The alarming trends come ahead of a season that is likely to be particularly challenging. Students across the country have returned to class and college students – some of whom live on campuses that reported Covid-19 outbreaks – will soon return to visit their families and could unknowingly bring the virus back with them. And Covid-19 will also be stacked up against the flu season and be able to create what doctors call a “twin-demic.”
What happens next is unclear. But here’s how we got here:
about a month after Covid-19 was declared a pandemic by the World Health Organization,
The United States hit its first peak during the pandemic, averaging just over 31
,800 daily cases, according to data from Johns Hopkins University.
The cases were mainly grouped in New York with other minor outbreaks in places like Washington State, Louisiana and Illinois.
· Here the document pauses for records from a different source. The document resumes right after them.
PR #1792, opened 2024-05-27
py: implement foreach_chunk method for streaming HTTP output

abhizer:

### DIFF
--- a/python/feldera/_callback_runner.py
+++ b/python/feldera/_callback_runner.py
@@ -1,31 +1,32 @@
-import pandas as pd
-
-
 from threading import Thread
+from typing import Callable
 from queue import Queue, Empty
+
+import pandas as pd
 from feldera import FelderaClient
 from feldera._helpers import dataframe_from_response
-from enum import Enum
+from feldera.output_handler import _OutputHandlerInstruction
 
 
-class _OutputHandlerInstruction(Enum):
-    PipelineStarted = 1
-    RanToCompletion = 2
-
-
-class OutputHandler(Thread):
-    def __init__(self, client: FelderaClient, pipeline_name: str, view_name: str, queue: Queue):
+class CallbackRunner(Thread):
+    def __init__(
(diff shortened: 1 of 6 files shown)


python/feldera/_callback_runner.py
```diff
@@ -0,0 +1,64 @@
...
+
+class CallbackRunner(Thread):
+    def __init__(
+            self,
+            client: FelderaClient,
+            pipeline_name: str,
+            view_name: str,
+            callback: Callable[[pd.DataFrame, int], None],
+            queue: Queue,
+    ):
```
ryzhyk, line 19: This code is almost identical to `output_handler.rs`.  I understand that that code assembles the result in a single dataframe, while here we invoke the callback for each batch.  But I would expect the former to be implemented on top of the latter, so we shouldn't need two near-identical implementations.

python/feldera/_callback_runner.py
```diff
@@ -0,0 +1,64 @@
...
+
+                for chunk in gen_obj:
+                    chunk: dict = chunk
+                    data: list[dict] = chunk.get("json_data")
+                    seq_no: int = chunk.get("sequence_number")
+
+                    if data is not None:
+                        self.callback(dataframe_from_response([data]), seq_no)
+
+                    try:
```
ryzhyk, line 49: Can you please add comments explaining what's going on here?

python/feldera/_callback_runner.py
abhizer: Yes. I am working on finding an elegant way to merge the two.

Around that time, the state of New York had more infections than any other country in the world with more than 160,000 cases. Pr. On October 16, the state reported more than 481,000 infections.
By June 9th The U.S. had flattened the curve and was averaging about 20,340 new cases daily, data from Johns Hopkins showed. States reopened after week-long lockdowns introduced to help curb the spread of the virus.
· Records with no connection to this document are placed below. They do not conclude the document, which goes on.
PR #1798, opened 2024-05-28
[Python SDK] use iter_lines to read HTTP response.

ryzhyk:
Use `iter_lines` to read HTTP response line-by-line.  This way we don't need to worry about incomplete chunks.  The previous implementation also ran out of memory on large outputs.  I did not figure out what was going on exactly, but it used up 20GB of RAM while parsing a few thousand records.  This implementation does not seem to have that problem.

### DIFF
--- a/python/feldera/rest/client.py
+++ b/python/feldera/rest/client.py
@@ -485,17 +485,10 @@ class Client:
 
         end = time.time() + timeout if timeout else None
 
-        old_chunk = b""
-
-        for chunk in resp.iter_content(chunk_size=None):
+        # Using the default chunk size below makes `iter_lines` extremely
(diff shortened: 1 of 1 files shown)


mihaibudiu (approved):

abhizer:
I wanted to switch to `iter_lines`, but I saw people talking about this [issue](https://github.com/psf/requests/issues/5540) related to it and wanted to test it first. 
I think if we check if the line returned is not empty before we call `json.loads()`, we should be good.

ryzhyk:
What kind of self-respecting software uses `\r\n` for a newline. I hope Feldera will never fall so low :)
There was however a performance issue in `iter_lines`, which should be fixed in the latest pushed version.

With the easing of measures, more Americans began to venture out, and images and videos emerged of parties and other gatherings without social distance and few masks in sight.
July 22ndthe nation reached its highest peak of the pandemic to date with an average of more than 67,000 cases daily. The United States saw great peaks in cases in the West and South.
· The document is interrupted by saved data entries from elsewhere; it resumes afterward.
PR #1807, opened 2024-05-30
py: kafka connector

abhizer:
* also rename `Client` to `FelderaClient`

In a follow up PR, add builders for Connectors.

### DIFF
--- a/python/feldera/formats.py
+++ b/python/feldera/formats.py
@@ -1,0 +1,83 @@
+from typing import Optional
+from typing_extensions import Self
+from enum import Enum
+
+
+class UpdateFormat(Enum):
+    """
+    Enum for the update format of the JSON format.
+
+    https://www.feldera.com/docs/api/json/#the-insertdelete-format
+    """
+
+    InsertDelete = 1
+    """
+    This is a format used to represent changes in the data.
+    
+    Example: `{"insert": {"id": 1, "name": "Alice"}, "delete": {"id": 2, "name": "Bob"}}`
+    Here, `id` and `name` are the columns in the table.
+    """
+
+    Raw = 2
+    """
+    This format represents an individual row in a SQL table or view.
+    Equivalent to `insert` in the `InsertDelete` format.
+    
+    Example: `{"id": 1, "name": "Alice"}`
+    Here, `id` and `name` are the columns in the table.
+    """
+
+    def __str__(self):
+        match self:
+            case UpdateFormat.InsertDelete:
+                return "insert_delete"
+            case UpdateFormat.Raw:
+                return "raw"
+
+
+class JSONFormat:
+    """
+    Used to represent data ingested and output from Feldera in the JSON format.
+    """
+
+    def __init__(self, config: Optional[dict] = None):
+        self.config: dict = config or {
+            "array": False,
+        }
+
+    def with_update_format(self, update_format: UpdateFormat) -> Self:
+        self.config["update_format"] = update_format.__str__()
+        return self
+
+    def with_array(self, array: bool) -> Self:
+        self.config["array"] = array
+        return self
+
+    def to_dict(self):
+        """
+        Serialize to a dict to be used in the API request.
+
+        :meta private:
+        """
+        return {
+            "name": "json",
+            "config": self.config
+        }
+
+
+class CSVFormat:
+    """
+    Used to represent data ingested and output from Feldera in the CSV format.
+    
+    https://www.feldera.com/docs/api/csv
+    """
+
+    def to_dict(self) -> dict:
+        """
+        Serialize to a dict to be used in the API request.
+
+        :meta private:
+        """
+        return {
+            "name": "csv"
+        }
--- a/python/feldera/formats.py
+++ b/python/feldera/formats.py
@@ -3,16 +3,23 @@ from typing_extensions import Self
 from enum import Enum
 
 
-class UpdateFormat(Enum):
+class JSONUpdateFormat(Enum):
     """
-    Enum for the update format of the JSON format.
+    Supported JSON data change event formats.
+
+    Each element in a JSON-formatted input stream specifies
+    an update to one or more records in an input table.  We support
+    several different ways to represent such updates.
 
     https://www.feldera.com/docs/api/json/#the-insertdelete-format
     """
 
     InsertDelete = 1
     """
-    This is a format used to represent changes in the data.
+    Insert/delete format.
+    
+    Each element in the input stream consists of an "insert" or "delete"
+    command and a record to be inserted to or deleted from the input table.
     
     Example: `{"insert": {"id": 1, "name": "Alice"}, "delete": {"id": 2, "name": "Bob"}}`
     Here, `id` and `name` are the columns in the table.
@@ -20,8 +27,11 @@ class UpdateFormat(Enum):
 
     Raw = 2
     """
-    This format represents an individual row in a SQL table or view.
-    Equivalent to `insert` in the `InsertDelete` format.
+    Raw input format.
+    
+    This format is suitable for insert-only streams (no deletions).
+    Each element in the input stream contains a record without any
+    additional envelope that gets inserted in the input table.
     
     Example: `{"id": 1, "name": "Alice"}`
     Here, `id` and `name` are the columns in the table.
@@ -29,9 +39,9 @@ class UpdateFormat(Enum):
 
     def __str__(self):
         match self:
-            case UpdateFormat.InsertDelete:
+            case JSONUpdateFormat.InsertDelete:
                 return "insert_delete"
-            case UpdateFormat.Raw:
+            case JSONUpdateFormat.Raw:
                 return "raw"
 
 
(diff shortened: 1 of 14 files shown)


python/feldera/sql_context.py
```diff
@@ -366,6 +380,86 @@ def foreach_chunk(self, view_name: str, callback: Callable[[pandas.DataFrame, in
...
+        Tells Feldera to read the data from the specified kafka topic.
+
+        :param table_name: The name of the table.
+        :param connector_name: The unique name for this connector.
+        :param config: The configuration for the kafka connector.
+        :param fmt: The format of the data in the kafka topic.
+        """
+
+        if config.get("bootstrap.servers") is None:
+            raise ValueError("bootstrap_servers is required in the config")
```
snkas, line 400: bootstrap.servers

python/feldera/sql_context.py
```diff
@@ -366,6 +380,86 @@ def foreach_chunk(self, view_name: str, callback: Callable[[pandas.DataFrame, in
...
+        Tells Feldera to write the data to the specified kafka topic.
+
+        :param view_name: The name of the view whose output is sent to kafka topic.
+        :param connector_name: The unique name for this connector.
+        :param config: The configuration for the kafka connector.
+        :param fmt: The format of the data in the kafka topic.
+        """
+
+        if config.get("bootstrap.servers") is None:
+            raise ValueError("bootstrap_servers is required in the config")
```
snkas, line 437: (same)

python/tests/test_wireframes.py
```diff
@@ -104,6 +106,82 @@ def callback(df: pd.DataFrame, seq_no: int):
...
+
+        PIPELINE_TO_KAFKA_SERVER = "redpanda:9092"
+
+        source_config = {
+            "topics": [INPUT_TOPIC],
+            "bootstrap.servers": PIPELINE_TO_KAFKA_SERVER,
+            "auto.offset.reset": "earliest",
+        }
+
+        kafka_format = JSONFormat().with_update_format(UpdateFormat.InsertDelete).with_array(False)
```
snkas, line 163: It could also be a class with default values for its instantiation `JSONFormat(update_format=UpdateFormat.Raw, array=False)`, and then the user supplies arguments to change any of the defaults. Either works though.

snkas (approved):
Looks good!

lalithsuresh:
This is a user-facing change and needs a changelog.

python/feldera/sql_context.py
```diff
@@ -366,6 +380,86 @@ def foreach_chunk(self, view_name: str, callback: Callable[[pandas.DataFrame, in
...
 
+    def connect_source_kafka(
+        self,
+        table_name: str,
+        connector_name: str,
+        config: dict,
+        fmt: JSONFormat | CSVFormat
+    ):
+        """
+        Tells Feldera to read the data from the specified kafka topic.
```
mihaibudiu, line 391: It associates a specific table with a kafka topic on a specific kafka server. The table is populated with changes from that topic.

python/feldera/sql_context.py
```diff
@@ -366,6 +380,86 @@ def foreach_chunk(self, view_name: str, callback: Callable[[pandas.DataFrame, in
...
+
+        :param table_name: The name of the table.
+        :param connector_name: The unique name for this connector.
```
mihaibudiu, line 394: Why do connectors need names?

python/feldera/sql_context.py
```diff
@@ -366,6 +380,86 @@ def foreach_chunk(self, view_name: str, callback: Callable[[pandas.DataFrame, in
...
+        :param config: The configuration for the kafka connector.
+        :param fmt: The format of the data in the kafka topic.
```
mihaibudiu, line 396: can you provide a reference to the format descriptions?

python/feldera/sql_context.py
mihaibudiu, line 400: I would quote 'boostrap.servers'

python/feldera/sql_context.py
```diff
@@ -366,6 +380,86 @@ def foreach_chunk(self, view_name: str, callback: Callable[[pandas.DataFrame, in
...
+        if config.get("bootstrap.servers") is None:
+            raise ValueError("bootstrap_servers is required in the config")
+
+        if config.get("topics") is None:
+            raise ValueError("topics is required in the config")
+
+        fmt = fmt.to_dict()
+
+        if fmt.get("config").get("update_format") is None:
+            raise ValueError("update_format not set in the format config try using method: .with_update_format()")
```
mihaibudiu, line 408: "; consider using"

python/feldera/sql_context.py
```diff
@@ -366,6 +380,86 @@ def foreach_chunk(self, view_name: str, callback: Callable[[pandas.DataFrame, in
...
+        if table_name in self.input_connectors_buffer:
+            self.input_connectors_buffer[table_name].append(connector)
+        else:
+            self.input_connectors_buffer[table_name] = [connector]
+
+    def connect_sink_kafka(self, view_name: str, connector_name: str, config: dict, fmt: JSONFormat | CSVFormat):
+        """
+        Tells Feldera to write the data to the specified kafka topic.
+
+        :param view_name: The name of the view whose output is sent to kafka topic.
```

The case erupted weeks after the crowds celebrated the holiday on July 4th. Across the country, local officials warned that more young people were testing positive and helping to increase the rate of infection.
Arizona, Florida, California, Texas and Georgia added thousands of cases a day. Experts called the Florida epicenter the pandemic, and by the end of the month, more than four dozen hospitals across the state reported full ICUs.
By September 12th the summer peak had dropped to just over 34,300 on average new cases daily according to data from Johns Hopkins. This baseline was higher than it was in the spring, and experts warned Americans to work to lower it as the nation was heading into the colder autumn and winter months.
Now, hotspots in rural Midwest were popping up as children in many American communities returned to school, sports resumed, and political rallies kicked in high gear. Just 10 days later, the country surpassed 200,000 deaths.
Now, we see another increase in cases. The United States has just surpassed eight million infections, and more than 218,000 Americans have died.
The nation has an average of more than 53,000 new cases a day, and at least 26 states reported more than 1,000 new infections in one day this week.
Unlike in earlier times, states reporting alarming trends are spread across all regions of the United States. The crushing of new cases in the Midwest has not failed, and now places like the Northeast, which have been relatively stable since the spring, are seeing an increase in cases.